**Exercise objective**
Each line below that includes "args" counts once; report the total and nothing more.
------------------------------------------------------------
PR #311, opened 2023-09-07
Store proofs used for paying a lightning invoice

### LINKED ISSUE #66: [Mint] Store proofs used for paying a Lightning invoice
That way, a mint can reconstruct a payment in case the user complains about their proofs being stuck as "pending" (for example when the mint crashes at exactly the wrong moment).

sihamon:
Closes #66.

### DIFF
--- a/cashu/mint/crud.py
+++ b/cashu/mint/crud.py
@@ -1,6 +1,7 @@
 from typing import Any, List, Optional
 
 from ..core.base import BlindedSignature, Invoice, MintKeyset, Proof
+from ..core.bolt11 import Invoice as bolt11_invoice
 from ..core.db import Connection, Database, table_with_schema
 
 
@@ -46,6 +47,9 @@ class LedgerCrud:
 
     async def update_lightning_invoice(*args, **kwags):
         return await update_lightning_invoice(*args, **kwags)  # type: ignore
+
+    async def store_invoice_and_proofs(*args, **kwargs):
+        return await store_invoice_and_proofs(*args, **kwargs)
 
 
 async def store_promise(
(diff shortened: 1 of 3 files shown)


cashu/mint/crud.py
```diff
@@ -264,3 +268,28 @@ async def get_keyset(
...
+    conn: Optional[Connection] = None,
+):
+    await (conn or db).execute(
+        f"""
+            INSERT INTO {table_with_schema(db, 'payments')}
+              (invoice_amount, date, payment_hash, preimage, proof_amount, proof_C, proof_secret)
+            VALUES (?, ?, ?, ?, ?, ?, ?)
+            """,
+        (
+            invoice.amount_msat / 1000,
```
AngusP, line 287: Perhaps worth the explicit 'cast' to an int to indicate that's what's going to happen DB-side anyway?
```suggestion
            int(invoice.amount_msat / 1000),
```

cashu/mint/migrations.py
```diff
@@ -156,3 +156,23 @@ async def m007_proofs_and_promises_store_id(db: Database):
...
     )
+
+
+async def m008_paid_invoices_and_proofs(db: Database):
+    """
+    Table to store invoices paid by the mint and corresponding proofs.
+    """
+    await db.execute(f"""
+                CREATE TABLE IF NOT EXISTS {table_with_schema(db, 'payments')} (
+                    invoice_amount {db.big_int} NOT NULL,
```
AngusP, line 167: Storing an amount as a big_int, but it is converted from `msats` to `sats` obove with `/ 1000`, so any sub-sat amount is going to be truncated off... Probably OK, but a potential source of problems?

AngusP (commented):
Sorry not a very useful review 😅 -- the `msat` vs `sat` 'issue' is more general than this PR but seemed worth pointing out anyway

edgarmuyomba:
This appears to have been addressed already — proofs used for melting are now stored in the DB, fully tested too. (verified by manual testing and DB inspection). This can likely be closed.

ye0man:
closing as already resolved

PR #318, opened 2023-09-11
Wallet: Lightning interface

callebtc:
This PR adds a Lightning interface to the wallet, meaning it provides a standard set of functions that can be called by other Lightning apps such as LNbits. 

- Transition from `requests` to `httpx` for Wallet
- Wallet now stures a `mint_id` and `melt_id` for each proof when it is involved in a `/mint` or `/melt`. This allows for the state of the invoice corresponding to the mint/melt to be checked for the tokens.
- Mint/Wallet: rename database columns in table `invoices` (Note: does not work for mint!)
- The `Invoice` object changed: `Invoice.pr` is not `Invoice.bolt11` and `Invoice.hash` is now `Invoice.id` which is the `mint_id` and `melt_id` of the corresponding proofs.
- `FakeWallet` changes: `FakeWallet.get_invoice_state()` returns `paid` with 70% chance, `FakeWallet.pay_invoice` now sleeps for 5 seconds before returning `paid`
- Transitions to using `bolt11` library (closes #297)
- Refactor `ledger.lightning` into own submodule
- Type `LedgerCrud` interface
- Mypy check more strictly 
- Database migrations happen in atomic transactions now

Todo:
- [x] Wallet daemon should startup without mint connection.
- [x] renaming of mint db does not succeed (problem was balance views)
- [x] unset `melt_id` from `proofs` table if the corresponding payment fails
- [x] Write tests for Lightning interface
- [x] Write tests that check that `mint_id` and `melt_id` is correctly set and `melt_id` is unset if payment fails.


cashu/mint/crud.py
```diff
@@ -169,46 +169,49 @@ async def store_lightning_invoice(
...
         WHERE hash = ?
         """,
-        (hash,),
+        (id,),
     )
-
-    return Invoice(**row) if row else None
+    row_dict = dict(row)
+    row_dict["bolt11"] = row_dict["pr"]
+    row_dict["id"] = row_dict["hash"]
```
callebtc, line 200: Could not rename columns?

cashu/mint/migrations.py
```diff
@@ -156,3 +154,20 @@ async def m007_proofs_and_promises_store_id(db: Database):
...
+
+
+#     # rename column pr to bolt11
+#     await db.execute(
+#         f"ALTER TABLE {table_with_schema(db, 'invoices')} RENAME COLUMN pr TO bolt11"
+#     )
+#     # rename column hash to payment_hash
+#     await db.execute(
+#         f"ALTER TABLE {table_with_schema(db, 'invoices')} RENAME COLUMN hash TO id"
+#     )
```
callebtc, line 173: Can't rename columns. SQL logic error.

PR #335, opened 2023-10-08
Add Nix flake (WIP)

jurraca:
This flake exposes a package and a devShell to develop on Cashu and build the binaries.
With flakes enabled, run `nix build` from project root.  
Tested only on Linux. 

currently the cryptography package throws an error on "BN_Add" symbol.


callebtc:
The error you've showed was related to the `bitcoin` library in Cashu which is used for P2SH. I could imagine that we can remove that functionality and with it the entire library from the code base. 

Should I PR that in a separate branch and you can merge it into this branch?

jurraca:
That works yes, thanks!

cashu/wallet/cli/cli.py
```diff
@@ -17,7 +17,7 @@
 from ...core.base import TokenV3
 from ...core.helpers import sum_proofs
 from ...core.settings import settings
-from ...nostr.nostr.client.client import NostrClient
+from nostr.client.client import NostrClient
```
callebtc, line 20: The imports must remain relative otherwise the library can't be imported by other applications. There might also be pip package issues when `nostr` is fetched from its repo.

callebtc:
> That works yes, thanks!

done!

callebtc:
I also moved the nostr client directly into the repo: https://github.com/cashubtc/nutshell/pull/346

jurraca:
OK, updated to use the new nostr setup. Rebased and squashed.
- Not sure if the `poetry.lock` updates here are useful are not, they were automatically generated. 
- This builds the cashu binaries successfully on my machine. Could some mac folk (@chrisguida maybe?) test it as well?
- Starting the mint fails because it's looking for a tor PID in the directory, I'll look at this next.

chrisguida:
I'll get to this in a week or so! Unfortunately traveling without my mac currently

callebtc:
> * Starting the mint fails because it's looking for a tor PID in the directory, I'll look at this next.

Any idea where this comes from? Nothing in the repo knows about PID files afaik....

chrisguida:
just attempted `nix build` on my mac. seems a hash wasn't specified somewhere?

```
> nix build
trace: warning: Unknown cryptography version: '41.0.3'. Please update getCargoHash.
error: hash mismatch in fixed-output derivation '/nix/store/q5zdnqdvji51gldarqrnmvr76q50z8gk-cryptography-41.0.3-vendor.tar.gz.drv':
         specified: sha256-AAAAAAAAAAAAAAAAAAAAAAAAAAAAAAAAAAAAAAAAAAA=
            got:    sha256-LQu7waympGUs+CZun2yDQd2gUUAgyisKBG5mddrfSo0=
error: 1 dependencies of derivation '/nix/store/0mqas2hvyns7ipciy0c1mfcs9g4jkskm-python3.10-cryptography-41.0.3.drv' failed to build
error: 1 dependencies of derivation '/nix/store/wxr9qh49r05vhk6mkzm06nb85jqhnqm1-python3.10-cashu-0.14.0.drv' failed to build
```

jurraca:
> Any idea where this comes from?

not sure but it disappeared after rebase so all good

> seems a hash wasn't specified somewhere?

We're avoiding specifying a hash by overriding `cryptography` with `preferWheels = true` so it doesn't try to do a fixed-output derivation. I can reproduce if i don't override the cryptography lib. It's basically [this error](https://github.com/nix-community/poetry2nix/blob/master/docs/edgecases.md#errors-that-are-related-to-rust-and-cargo). Maybe there's an extra mac thing to do?

chrisguida:
Hmm ok, what's the workaround? Should I copy this hash somewhere?

jurraca:
idk tbh. This works on linux, not sure why it fails for mac.

callebtc:
Would love this to work on mac as I'm also one of those people!

callebtc:
Could you guys add a git workflow that checks whether the flake works as the repo might get updated?

PR #342, opened 2023-10-13
Coalesce all witness fields to `Proof.witness`

### LINKED ISSUE #340: [NUTs] P2PK and HTLC – call witness field "witness" only
Store witnesses in only one single field, even if multiple witnesses are provided.

callebtc:
P2PK, P2SH, and HTLC witnesses are now all stored in the same field `Proof.witness`. Further structure inside `Proof.witness` specific to each spending condition type is encoded as JSON.

Closes #340


callebtc:
https://github.com/cashubtc/nuts/pull/40 synched to changes here

PR #389, opened 2024-01-15
Mint: add derivation paths to `.env.example`

callebtc:


trbouma:
Thanks for adding! This had me stumped in the default install and it was not obvious how to set the right unit of account

PR #493, opened 2024-03-25
Issue #313: allow checking pending invoices

### LINKED ISSUE #313: [Freature request] Wallet CLI: allow checking of all pending invoices
- fetch all invoices with `pending == True && out == False` 
- check them all and mint tokens 

with a single command like `cashu invoices -a`.

Guilospanck:
- Updates deprecated `datetime.utcfromtimestamp` in the `cashu/wallet/cli/cli.py` file;
- Adds new options to the `invoices` CLI command:
  - `--only-paid` (`-op`): retrieve only paid invoices;
  - `--only-unpaid` (`-ou`): retrieve only unpaid invoices;
  - `--pending` (`-p`): retrieve only pending invoices.

Pending invoice was defined as invoices with `paid = False` and `out = False` (not sure if this is right).

Closes #313 .

### DIFF
--- a/cashu/mint/conditions.py
+++ b/cashu/mint/conditions.py
@@ -255,9 +255,9 @@ class LedgerSpendingConditions:
         # check if all secrets are P2PK
         # NOTE: This is redundant, because P2PKSecret.from_secret() already checks for the kind
         # Leaving it in for explicitness
-        if not all([
-            SecretKind(secret.kind) == SecretKind.P2PK for secret in p2pk_secrets
-        ]):
+        if not all(
+            [SecretKind(secret.kind) == SecretKind.P2PK for secret in p2pk_secrets]
+        ):
             # not all secrets are P2PK
             return True
 
--- a/cashu/wallet/cli/cli.py
+++ b/cashu/wallet/cli/cli.py
@@ -3,7 +3,7 @@
 import asyncio
 import os
 import time
-from datetime import datetime
+import datetime
 from functools import wraps
 from itertools import groupby, islice
 from operator import itemgetter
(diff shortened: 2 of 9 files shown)


callebtc:
YES! Welcome and thank you.

Guilospanck:
Thanks! Noticed that the checks are not passing. Will try to fix it. I only ran the `poetry run pytest` and thought it was enough.

Guilospanck:
From what I saw the tests are breaking because of the `datetime` (the same reason why `mypy` check is breaking). It was "working on my machine", probably because how it sees the `datetime` module or something like that.

This new commit should work as mypy is also passing.

callebtc:
Were you going to add the "mint tokens" part of issue #313 as well? This only displays the unpaid ones, right?

Guilospanck:
> Were you going to add the "mint tokens" part of issue #313 as well? This only displays the unpaid ones, right?

Yes, I just need more time to dive into the code and understand where and how to do it

Guilospanck:
@callebtc added the _mint token_ part

callebtc:
> @callebtc added the _mint token_ part

Awesome PR thank you! I'd like to add one more nit please, could you change the default behavior to not check (remain offline) and replace the `--test` flag to something like `--check` to do the check?

We'd like to keep the client more offline by default, in case the user just wants to see the invoice requests and not check their state for example.

Guilospanck:
Make sense! Is this it what you meant?

callebtc:
Thank you, this looks great!

I see a bunch of changes in unrelated files. I'm trying to understand why our IDEs seem to have different formatting preferences but this discrepancy doesn't seem to cause a black error in the ruff formatter. Do you have any idea?

Guilospanck:
Good question. I'm not sure. I have the [Black Formatter extension](https://marketplace.visualstudio.com/items?itemName=ms-python.black-formatter) installed in my vscode, and only these formatters regarding python:

```json
"[python]": {
    "editor.defaultFormatter": "ms-python.black-formatter",
    "editor.codeActionsOnSave": {
      "source.unusedImports": "explicit"
    }
  },
```
Probably something related to [this](https://docs.astral.sh/ruff/faq/#is-the-ruff-linter-compatible-with-black)

PR #516, opened 2024-04-17
Add blink key to startup

findingsov:
I think the blink key is missing here:
for key, value in settings.dict().items():
    if key in [
        "mint_private_key",
        "mint_seed_decryption_key",
        "nostr_private_key",
        "mint_lnbits_key",
        "mint_strike_key",


callebtc (approved):
utACK 

Thank you!

PR #525, opened 2024-05-01
Redirect users to mint home website url if the router path is only "/"

starbackr-dev:
Users typically try to access mint url by putting the mint url on the web browser. e.g. https://mint.minibits.cash/Bitcoin returns this in the browser {"detail":"Not Found"} which is a bad user experience. Instead, if it is mint url without /v1 then redirect the users to a home website page where they can find more info about the mint. e.g. https://stablenut.umint.cash now redirects to https://umint.cash where the user can find more info about the mint. 

This is optional and only works when the env parameter is set.

### DIFF
--- a/.env.example
+++ b/.env.example
@@ -42,6 +42,9 @@ MINT_INFO_MOTD="Message to users"
 
 MINT_PRIVATE_KEY=supersecretprivatekey
 
+# Mint default home website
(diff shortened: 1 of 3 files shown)


callebtc:
This should not be part of a mint but the reverse proxy should handle routing the user to a desired destination.

PR #535, opened 2024-05-16
 add MINT_LND_REST_CERT_VERIFY env bool that when set to False allow to skip certificate validation for LND api call

elliedev80:
- Add MINT_LND_REST_CERT_VERIFY bool variable that when set to False allows verify=False for httpx and ignore LND selfsigned certificate validation

 On branch main
 Your branch is up to date with 'origin/main'.

 Changes to be committed:
	modified:   .env.example
	modified:   cashu/core/settings.py
	modified:   cashu/lightning/lndrest.py

### DIFF
--- a/.env.example
+++ b/.env.example
@@ -69,7 +69,7 @@ MINT_LNBITS_KEY=yourkeyasdasdasd
 MINT_LND_REST_ENDPOINT=https://127.0.0.1:8086
 MINT_LND_REST_CERT="/home/lnd/.lnd/tls.cert"
 MINT_LND_REST_MACAROON="/home/lnd/.lnd/data/chain/bitcoin/regtest/admin.macaroon"
-MINT_LND_REST_CERT_VERIFY=False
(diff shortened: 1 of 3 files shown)


.env.example
```diff
@@ -69,6 +69,7 @@ MINT_LNBITS_KEY=yourkeyasdasdasd
 MINT_LND_REST_ENDPOINT=https://127.0.0.1:8086
 MINT_LND_REST_CERT="/home/lnd/.lnd/tls.cert"
 MINT_LND_REST_MACAROON="/home/lnd/.lnd/data/chain/bitcoin/regtest/admin.macaroon"
+MINT_LND_REST_CERT_VERIFY=False
```
callebtc, line 72:
```suggestion
MINT_LND_REST_CERT_VERIFY=True
```

callebtc: Let's set it to `True`

callebtc (approved):
Thank you, looks good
------------------------------------------------------------
**Response area**
4